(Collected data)
================

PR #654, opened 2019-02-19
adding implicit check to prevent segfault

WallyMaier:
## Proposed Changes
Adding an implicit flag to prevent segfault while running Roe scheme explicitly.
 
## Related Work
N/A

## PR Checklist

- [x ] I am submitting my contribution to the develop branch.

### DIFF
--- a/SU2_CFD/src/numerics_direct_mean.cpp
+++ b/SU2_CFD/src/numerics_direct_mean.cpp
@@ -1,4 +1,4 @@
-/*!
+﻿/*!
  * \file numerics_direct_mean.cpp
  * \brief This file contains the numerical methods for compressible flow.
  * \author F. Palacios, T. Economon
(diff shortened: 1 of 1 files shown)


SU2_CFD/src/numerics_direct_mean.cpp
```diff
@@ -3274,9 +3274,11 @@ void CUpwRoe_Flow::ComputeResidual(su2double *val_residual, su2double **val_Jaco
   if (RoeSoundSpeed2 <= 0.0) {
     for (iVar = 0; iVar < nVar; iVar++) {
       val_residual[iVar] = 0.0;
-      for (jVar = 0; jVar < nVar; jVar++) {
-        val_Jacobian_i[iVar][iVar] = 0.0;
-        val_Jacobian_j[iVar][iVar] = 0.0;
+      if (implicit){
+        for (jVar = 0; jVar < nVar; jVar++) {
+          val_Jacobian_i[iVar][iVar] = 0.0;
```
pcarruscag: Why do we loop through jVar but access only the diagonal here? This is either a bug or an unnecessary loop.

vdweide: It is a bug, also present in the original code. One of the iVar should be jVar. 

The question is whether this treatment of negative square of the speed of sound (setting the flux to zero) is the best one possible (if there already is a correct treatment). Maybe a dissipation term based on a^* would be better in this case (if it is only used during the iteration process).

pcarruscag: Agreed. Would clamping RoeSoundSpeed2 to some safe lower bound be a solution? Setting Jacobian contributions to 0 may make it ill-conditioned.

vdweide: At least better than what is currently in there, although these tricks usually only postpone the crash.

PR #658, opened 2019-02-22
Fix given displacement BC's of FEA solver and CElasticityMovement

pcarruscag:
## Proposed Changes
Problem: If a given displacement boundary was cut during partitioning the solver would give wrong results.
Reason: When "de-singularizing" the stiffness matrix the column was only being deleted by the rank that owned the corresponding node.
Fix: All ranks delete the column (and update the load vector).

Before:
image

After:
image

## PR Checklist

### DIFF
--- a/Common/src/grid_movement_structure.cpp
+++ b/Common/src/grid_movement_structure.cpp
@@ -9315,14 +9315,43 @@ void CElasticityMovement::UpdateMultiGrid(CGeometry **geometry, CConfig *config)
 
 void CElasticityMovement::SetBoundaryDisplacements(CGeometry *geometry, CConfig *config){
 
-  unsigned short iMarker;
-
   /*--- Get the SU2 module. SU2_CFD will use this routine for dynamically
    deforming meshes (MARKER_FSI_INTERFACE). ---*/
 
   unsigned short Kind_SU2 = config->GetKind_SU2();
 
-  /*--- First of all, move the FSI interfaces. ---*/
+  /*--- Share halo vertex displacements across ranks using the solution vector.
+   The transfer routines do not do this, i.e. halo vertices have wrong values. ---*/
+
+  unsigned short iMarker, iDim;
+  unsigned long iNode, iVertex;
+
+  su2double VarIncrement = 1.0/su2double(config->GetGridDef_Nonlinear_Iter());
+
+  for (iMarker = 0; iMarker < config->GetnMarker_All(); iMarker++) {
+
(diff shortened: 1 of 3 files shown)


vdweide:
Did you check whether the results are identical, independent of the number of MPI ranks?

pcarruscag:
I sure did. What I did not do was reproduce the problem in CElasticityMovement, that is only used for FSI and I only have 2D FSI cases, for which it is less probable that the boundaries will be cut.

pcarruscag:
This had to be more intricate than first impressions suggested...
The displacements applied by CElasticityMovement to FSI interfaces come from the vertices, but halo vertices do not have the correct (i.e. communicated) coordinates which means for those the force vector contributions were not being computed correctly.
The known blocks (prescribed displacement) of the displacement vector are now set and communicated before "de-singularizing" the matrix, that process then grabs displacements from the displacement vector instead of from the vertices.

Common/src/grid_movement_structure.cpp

================

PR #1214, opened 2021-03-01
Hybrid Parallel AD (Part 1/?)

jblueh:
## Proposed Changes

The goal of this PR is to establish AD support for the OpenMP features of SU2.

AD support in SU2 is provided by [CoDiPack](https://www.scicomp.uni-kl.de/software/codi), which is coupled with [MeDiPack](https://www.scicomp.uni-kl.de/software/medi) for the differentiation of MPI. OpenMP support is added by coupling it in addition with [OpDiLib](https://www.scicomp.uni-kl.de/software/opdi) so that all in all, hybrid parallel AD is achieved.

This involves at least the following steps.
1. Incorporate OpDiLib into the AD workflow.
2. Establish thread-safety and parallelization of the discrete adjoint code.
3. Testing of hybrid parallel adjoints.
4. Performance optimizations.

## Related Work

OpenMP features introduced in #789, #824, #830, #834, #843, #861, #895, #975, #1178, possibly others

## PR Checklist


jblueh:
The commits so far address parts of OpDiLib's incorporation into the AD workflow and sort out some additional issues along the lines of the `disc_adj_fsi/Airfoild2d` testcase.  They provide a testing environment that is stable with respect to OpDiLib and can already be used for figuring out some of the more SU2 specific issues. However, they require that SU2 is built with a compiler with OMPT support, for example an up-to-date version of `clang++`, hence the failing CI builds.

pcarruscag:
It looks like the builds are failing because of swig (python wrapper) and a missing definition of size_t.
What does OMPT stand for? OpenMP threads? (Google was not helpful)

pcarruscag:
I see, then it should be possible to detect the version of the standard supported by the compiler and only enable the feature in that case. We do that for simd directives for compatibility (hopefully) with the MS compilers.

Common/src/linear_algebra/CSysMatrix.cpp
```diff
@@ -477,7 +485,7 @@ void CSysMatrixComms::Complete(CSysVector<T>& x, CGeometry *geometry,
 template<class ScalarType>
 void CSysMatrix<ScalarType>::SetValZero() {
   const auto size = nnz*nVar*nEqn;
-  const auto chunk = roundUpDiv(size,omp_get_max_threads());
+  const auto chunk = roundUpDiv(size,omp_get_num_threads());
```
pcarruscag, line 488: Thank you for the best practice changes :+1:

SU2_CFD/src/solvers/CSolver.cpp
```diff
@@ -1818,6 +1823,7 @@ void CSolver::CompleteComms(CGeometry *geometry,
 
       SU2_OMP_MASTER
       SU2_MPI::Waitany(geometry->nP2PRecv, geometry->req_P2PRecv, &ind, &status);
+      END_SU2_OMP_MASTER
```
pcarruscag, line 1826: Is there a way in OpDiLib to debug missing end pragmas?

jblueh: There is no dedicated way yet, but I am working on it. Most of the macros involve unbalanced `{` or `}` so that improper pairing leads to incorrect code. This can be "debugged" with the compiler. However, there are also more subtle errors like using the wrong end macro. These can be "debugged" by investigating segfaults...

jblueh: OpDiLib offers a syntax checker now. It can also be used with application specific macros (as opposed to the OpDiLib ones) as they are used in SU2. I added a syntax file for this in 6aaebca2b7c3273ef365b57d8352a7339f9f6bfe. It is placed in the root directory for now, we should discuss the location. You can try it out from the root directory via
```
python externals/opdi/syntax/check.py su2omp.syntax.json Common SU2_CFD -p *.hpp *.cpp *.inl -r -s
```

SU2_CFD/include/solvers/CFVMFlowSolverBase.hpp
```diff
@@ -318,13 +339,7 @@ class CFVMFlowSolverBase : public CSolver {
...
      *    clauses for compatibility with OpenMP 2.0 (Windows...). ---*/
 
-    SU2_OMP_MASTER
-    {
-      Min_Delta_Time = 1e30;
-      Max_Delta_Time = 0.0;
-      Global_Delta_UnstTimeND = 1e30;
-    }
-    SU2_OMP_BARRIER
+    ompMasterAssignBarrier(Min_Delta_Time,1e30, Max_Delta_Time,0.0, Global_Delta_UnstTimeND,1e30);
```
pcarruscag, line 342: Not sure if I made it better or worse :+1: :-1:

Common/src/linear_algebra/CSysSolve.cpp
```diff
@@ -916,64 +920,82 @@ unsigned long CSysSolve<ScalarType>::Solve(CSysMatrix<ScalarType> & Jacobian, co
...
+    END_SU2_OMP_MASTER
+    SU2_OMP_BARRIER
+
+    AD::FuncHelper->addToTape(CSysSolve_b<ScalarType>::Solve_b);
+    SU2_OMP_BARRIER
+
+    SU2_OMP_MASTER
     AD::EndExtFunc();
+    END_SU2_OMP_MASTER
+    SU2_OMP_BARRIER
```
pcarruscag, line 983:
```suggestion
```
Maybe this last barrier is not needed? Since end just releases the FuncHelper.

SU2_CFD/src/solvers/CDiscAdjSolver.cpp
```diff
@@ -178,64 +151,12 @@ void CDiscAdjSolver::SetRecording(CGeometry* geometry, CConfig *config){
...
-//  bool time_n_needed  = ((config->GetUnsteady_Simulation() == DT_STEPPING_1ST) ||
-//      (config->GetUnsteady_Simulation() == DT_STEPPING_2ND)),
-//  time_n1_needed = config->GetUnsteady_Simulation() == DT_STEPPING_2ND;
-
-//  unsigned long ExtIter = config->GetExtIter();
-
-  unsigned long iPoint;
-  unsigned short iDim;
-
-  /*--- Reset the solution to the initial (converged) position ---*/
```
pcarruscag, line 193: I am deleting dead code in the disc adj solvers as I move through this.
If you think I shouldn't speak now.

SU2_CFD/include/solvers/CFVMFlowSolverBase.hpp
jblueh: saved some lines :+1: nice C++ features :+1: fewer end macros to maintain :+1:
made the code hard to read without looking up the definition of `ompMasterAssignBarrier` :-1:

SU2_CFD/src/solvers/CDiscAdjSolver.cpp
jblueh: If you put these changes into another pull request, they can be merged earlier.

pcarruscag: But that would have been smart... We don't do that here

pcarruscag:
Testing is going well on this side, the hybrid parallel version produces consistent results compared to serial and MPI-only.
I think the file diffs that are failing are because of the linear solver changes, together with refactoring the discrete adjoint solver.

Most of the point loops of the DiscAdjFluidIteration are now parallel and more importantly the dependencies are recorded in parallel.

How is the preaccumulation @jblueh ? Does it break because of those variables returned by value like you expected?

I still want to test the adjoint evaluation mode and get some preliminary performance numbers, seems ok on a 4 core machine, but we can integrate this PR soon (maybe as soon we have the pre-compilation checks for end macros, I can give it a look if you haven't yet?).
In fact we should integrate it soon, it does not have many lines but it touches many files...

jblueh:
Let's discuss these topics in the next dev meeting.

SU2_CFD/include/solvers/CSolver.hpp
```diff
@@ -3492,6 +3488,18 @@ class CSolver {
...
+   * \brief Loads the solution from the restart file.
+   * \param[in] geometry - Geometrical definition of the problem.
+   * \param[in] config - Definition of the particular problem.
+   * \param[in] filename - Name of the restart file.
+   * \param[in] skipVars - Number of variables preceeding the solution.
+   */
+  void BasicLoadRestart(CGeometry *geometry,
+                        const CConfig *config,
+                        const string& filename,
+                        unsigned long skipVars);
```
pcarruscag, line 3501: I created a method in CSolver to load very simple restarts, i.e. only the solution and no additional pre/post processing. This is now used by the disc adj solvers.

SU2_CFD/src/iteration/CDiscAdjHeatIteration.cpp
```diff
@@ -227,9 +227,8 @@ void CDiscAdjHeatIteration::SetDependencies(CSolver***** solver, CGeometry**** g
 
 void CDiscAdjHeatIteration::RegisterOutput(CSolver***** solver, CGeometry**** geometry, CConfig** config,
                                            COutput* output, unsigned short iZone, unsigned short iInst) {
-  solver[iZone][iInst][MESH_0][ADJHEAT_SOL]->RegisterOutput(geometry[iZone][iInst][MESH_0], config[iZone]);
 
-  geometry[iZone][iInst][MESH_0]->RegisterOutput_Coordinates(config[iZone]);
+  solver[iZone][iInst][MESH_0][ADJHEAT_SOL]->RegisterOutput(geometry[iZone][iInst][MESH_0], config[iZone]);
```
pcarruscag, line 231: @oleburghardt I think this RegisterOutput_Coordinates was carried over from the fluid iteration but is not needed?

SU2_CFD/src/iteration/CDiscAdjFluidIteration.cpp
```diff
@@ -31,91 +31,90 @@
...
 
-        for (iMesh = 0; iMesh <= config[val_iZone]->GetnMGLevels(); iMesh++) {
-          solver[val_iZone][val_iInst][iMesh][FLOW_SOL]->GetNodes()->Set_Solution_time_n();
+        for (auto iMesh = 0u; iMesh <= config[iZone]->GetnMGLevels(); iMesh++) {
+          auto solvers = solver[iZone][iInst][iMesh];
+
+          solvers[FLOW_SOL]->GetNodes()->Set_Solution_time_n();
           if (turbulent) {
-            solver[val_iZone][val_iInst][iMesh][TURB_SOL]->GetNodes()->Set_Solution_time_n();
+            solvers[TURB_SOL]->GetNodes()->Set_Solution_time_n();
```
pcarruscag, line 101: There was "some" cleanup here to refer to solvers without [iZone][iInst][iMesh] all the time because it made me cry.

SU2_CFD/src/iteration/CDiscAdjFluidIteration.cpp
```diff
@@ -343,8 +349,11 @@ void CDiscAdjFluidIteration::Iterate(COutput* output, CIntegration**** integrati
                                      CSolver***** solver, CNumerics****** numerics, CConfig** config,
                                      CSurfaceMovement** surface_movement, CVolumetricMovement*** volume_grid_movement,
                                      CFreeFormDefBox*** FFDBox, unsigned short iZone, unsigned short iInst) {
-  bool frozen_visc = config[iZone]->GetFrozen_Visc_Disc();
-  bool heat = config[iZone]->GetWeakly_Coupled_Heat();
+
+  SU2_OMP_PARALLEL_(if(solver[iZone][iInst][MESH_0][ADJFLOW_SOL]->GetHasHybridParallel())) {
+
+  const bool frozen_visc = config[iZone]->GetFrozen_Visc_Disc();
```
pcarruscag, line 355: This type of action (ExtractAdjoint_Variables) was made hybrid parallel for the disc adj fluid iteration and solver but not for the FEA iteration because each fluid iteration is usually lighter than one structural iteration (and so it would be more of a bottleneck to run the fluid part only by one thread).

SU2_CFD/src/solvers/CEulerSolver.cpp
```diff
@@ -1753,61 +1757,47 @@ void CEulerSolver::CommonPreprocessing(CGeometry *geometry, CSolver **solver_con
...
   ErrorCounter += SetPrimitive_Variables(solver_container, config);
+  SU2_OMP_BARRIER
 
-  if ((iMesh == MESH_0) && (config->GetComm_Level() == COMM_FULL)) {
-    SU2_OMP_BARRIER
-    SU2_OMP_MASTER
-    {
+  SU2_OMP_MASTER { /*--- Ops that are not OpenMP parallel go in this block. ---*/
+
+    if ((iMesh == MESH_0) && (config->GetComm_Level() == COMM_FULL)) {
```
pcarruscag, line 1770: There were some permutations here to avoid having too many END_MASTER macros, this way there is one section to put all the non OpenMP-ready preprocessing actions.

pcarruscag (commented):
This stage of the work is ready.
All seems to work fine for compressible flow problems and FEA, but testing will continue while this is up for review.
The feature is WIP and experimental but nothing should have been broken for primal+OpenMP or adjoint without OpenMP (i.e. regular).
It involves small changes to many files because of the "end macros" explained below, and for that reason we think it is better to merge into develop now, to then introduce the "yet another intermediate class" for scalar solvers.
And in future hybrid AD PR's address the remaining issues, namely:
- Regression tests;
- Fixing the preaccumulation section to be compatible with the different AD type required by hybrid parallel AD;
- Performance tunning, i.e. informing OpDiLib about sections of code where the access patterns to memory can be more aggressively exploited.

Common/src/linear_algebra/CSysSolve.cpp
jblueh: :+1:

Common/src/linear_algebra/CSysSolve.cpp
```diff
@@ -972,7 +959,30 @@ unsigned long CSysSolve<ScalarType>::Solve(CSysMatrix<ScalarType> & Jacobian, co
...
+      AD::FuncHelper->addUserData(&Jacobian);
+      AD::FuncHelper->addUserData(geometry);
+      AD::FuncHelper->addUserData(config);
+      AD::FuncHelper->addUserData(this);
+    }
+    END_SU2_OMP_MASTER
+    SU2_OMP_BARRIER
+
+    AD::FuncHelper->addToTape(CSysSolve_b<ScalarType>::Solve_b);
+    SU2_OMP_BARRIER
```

================

» **Problem statement**: Find every line above where the word "features" occurs, and copy that line.

» **Solution to this problem**:
The goal of this PR is to establish AD support for the OpenMP features of SU2.
OpenMP features introduced in #789, #824, #830, #834, #843, #861, #895, #975, #1178, possibly others
jblueh: saved some lines :+1: nice C++ features :+1: fewer end macros to maintain :+1:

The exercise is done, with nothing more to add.